Context Construction

The benchmark tool constructs a context (documentation) that is sent to the LLM along with each task prompt. The context varies by language and mode.

Modes

Mode Language Source Description
rustdoc_json Rust crates/bindings Generates rustdoc JSON and extracts documentation from the spacetimedb crate
docs C# docs/docs/**/*.md Concatenates all markdown files from the documentation

Tab Filtering

When building context for a specific language, the tool filters <Tabs> components to only include content relevant to the target language.
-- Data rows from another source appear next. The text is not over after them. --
PR #3132, opened 2022-01-25
Refactor enabling sagas for extensions

### LINKED ISSUE #2807: Refactor extension enabling saga logic
Currently, the saga has a lot of if/else statements to accommodate various extensions, and in the future it could have even more.

We need to have a way to have independent sagas for each extension so that we can have custom extension logic separated.

ArmandoGraterol:
Refactored `colonyEnableExtension.ts`, extracted some code from it and created `removeOldExtensionClients`, `modifyParams` and `setupEnablingGroupTransactions`. 

The idea is to remove all of the annoying if/else statement that we have in the original saga for the coin machine and whitelist extension, and future-proof ourselves in case more extension need to have a "specialized" extension enabling.

I tried to avoid code repetition as reasonable and possible as it was, if you have improvements and/or ideas please share them!

Resolves #2807


arrenv (approved):
Reading through makes sense to me, based on my understanding of the sagas. Tested installing all extensions with different scenarios and all works as expected. Nice one!

src/modules/dashboard/components/Extensions/utils.ts
```diff
@@ -28,3 +30,19 @@ export const createExtensionDefaultValues = (
...
+  extensionId: string,
+) => {
+  const actionEnd = actionType === 'SUBMIT' ? '' : `_${actionType}`;
+  let actionBeginning = 'COLONY_EXTENSION';
+
+  if (extensionId === Extension.CoinMachine) {
+    actionBeginning = 'COIN_MACHINE';
+  } else if (extensionId === Extension.Whitelist) {
+    actionBeginning = 'WHITELIST';
+  }
```
arrenv, line 45: Maybe this could be a switch, to account for more extensions in future.

Or, better yet, do we have to manually assign a string here? Can we use the string from `Extension.CoinMachine` and use that in ActionTypes as well? I'm sure there is a reason for this, just checking though.

ArmandoGraterol: Yeah, this could be a good place for a switch

About using `Extension.CoinMachine` for the ActionType, It's not possible to use directly because the format of the ActionTypes is like `COIN_MACHINE_START_THE_PARTY`, so we use snake case + uppercase, while the format that comes with `Extension.` is camel case with capitalization (`CoinMachine`). We would need to use 1 or 2 functions first to format them like we format our ActionTypes, which may not be worth it

src/modules/dashboard/sagas/utils/enableExtension.ts
```diff
@@ -0,0 +1,76 @@
+import { fork } from 'redux-saga/effects';
```
chinins, line 1: The file name was a bit confusing to me. I would suggest something like `extensionEnableFunctions` or `extensionEnableHelpers`, but it's a nitpick - up to you.

chinins (approved):
Very nice work! It looks much better and the code is more readable and clear.

src/modules/dashboard/sagas/utils/enableExtension.ts
ArmandoGraterol: I agree with you! It could have a better name

PR #3133, opened 2022-01-26
Disable action submit button on submit

### LINKED ISSUE #3124: Disable all forms while submitting an aciton/motion
Right now when you submit an action via form (e.g. from a dialog) the form is not disabled and you can still change things inside. If you do it won't affect the action inputs but the gas station will disappear and it doesn't forward you to the next screen.

I think that this is poor UX and the forms should be disabled when submitting actions/motions. Ideally, we would implement it in one place, probably `ActionForm` and just add light changes where it's used if necessary.

form-action

ArmandoGraterol:
All the submit buttons which had a loading state when submitting should now be disabled instead of showing the primary color.

This includes all the submit buttons in the UAC, and some others like the one in the banning user dialog (So long as a button has a loading state, they are included).

Resolves #3124

### DIFF
--- a/src/modules/core/components/Button/Button.css
+++ b/src/modules/core/components/Button/Button.css
@@ -68,7 +68,7 @@
  * Disabled styles via `disabled` attribute
  */
 
-.main[disabled]:not([aria-busy="true"]) {
+.main[disabled] {
   border-color: disabledBackground;
   background-color: disabledBackground;
   color: disabledColor;
--- a/src/modules/core/components/Comment/Dialogs/BanUser/BanUser.tsx
+++ b/src/modules/core/components/Comment/Dialogs/BanUser/BanUser.tsx
@@ -170,7 +170,9 @@ const BanUser = ({ colonyAddress, cancel, close, isBanning = true }: Props) => {
                 name="userAddress"
                 filter={filterUserSelection}
                 renderAvatar={supRenderAvatar}
-                disabled={loadingBannedUsers || loadingBanAction}
+                disabled={
+                  loadingBannedUsers || loadingBanAction || isSubmitting
+                }
               />
             </div>
           </DialogSection>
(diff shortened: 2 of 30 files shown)


arrenv:
@ArmandoGraterol is this one ready for review?

ArmandoGraterol:
> @ArmandoGraterol is this one ready for review?

@arrenv Oops, forgot to add reviewers! Thank you Arren

arrenv (approved):
Looks better to me!

### Before
button-loader-before

### After
button-loader-after

ArmandoGraterol:
@dit7ya You are right, we should also disable the fields to avoid any confusing behavior.

Tbh I don't think the users would expect that the transaction can be edited while submitting, it also sounds like a pain in the ass to implement hahaha I think so long as we disable the fields while submitting then it should be good

chinins (changes requested):
Yeah, the inputs in the form need to be disabled - this was more the issue...

chinins (approved):
Nice work, looks like it's very comprehensive :)

arrenv (commented):
@ArmandoGraterol works great!

Do you think there needs to be handling of rejected transactions? For e.g.

handle-rejected-transaction


Given you have gone to all the effort of disabling inputs, would there be any benefit in disabling the force toggle, in your opinion?

It does not seem to cause any issues with the transaction, it just keeps the dialog open.

toggle-force

ArmandoGraterol:
@arrenv 

> Do you think there needs to be handling of rejected transactions? For e.g.

I think that this happens whenever an error occurs while making a transaction, not just when you reject transactions, well, at least I've seen this happens not just when you reject them. But yeah, I think we need to handle this.

> Given you have gone to all the effort of disabling inputs, would there be any benefit in disabling the force toggle, in your opinion?
> 
> It does not seem to cause any issues with the transaction, it just keeps the dialog open.

Oh nice, yeah I think it should also be disabled! I'm gonna change that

This reduces noise and helps the LLM focus on the correct syntax.

Filtered tab groupIds:

groupId Purpose Tab Values
server-language Server module code examples rust, csharp, typescript
client-language Client SDK code examples rust, csharp, typescript, cpp, blueprint

Filtering behavior:

  • For C# tests: Only value="csharp" tabs are kept
  • For Rust tests: Only value="rust" tabs are kept
  • If no matching tab exists (e.g., client-language with only cpp/blueprint), the entire tabs block is removed

Example transformation:

Before (in markdown):

<Tabs groupId="server-language" queryString>
<TabItem value="csharp" label="C#">
C# code here
</TabItem>
<TabItem value="rust" label="Rust">
Rust code here
</TabItem>
</Tabs>

After (for C# context):

C# code here

Documentation Best Practices

When writing documentation that will be used by the benchmark:

  1. Use consistent tab groupIds: Always use server-language for server module code and client-language for client SDK code
  2. Include all supported languages: Ensure each <Tabs> block has tabs for all languages you want to test
  3. Use consistent naming conventions: The benchmark compares LLM output against golden answers, so documentation should reflect the expected conventions (e.g., PascalCase table names for C#)

Troubleshooting

HTTP 400/404 from providers

  • Check the model ID spelling and whether it’s available for your account/region.
  • Verify the correct base URL for non-default gateways.

Timeouts / Rate-limits

  • Lower LLM_BENCH_CONCURRENCY or LLM_BENCH_ROUTE_CONCURRENCY.
  • Some providers aggressively throttle bursts; use backoff/retry when supported.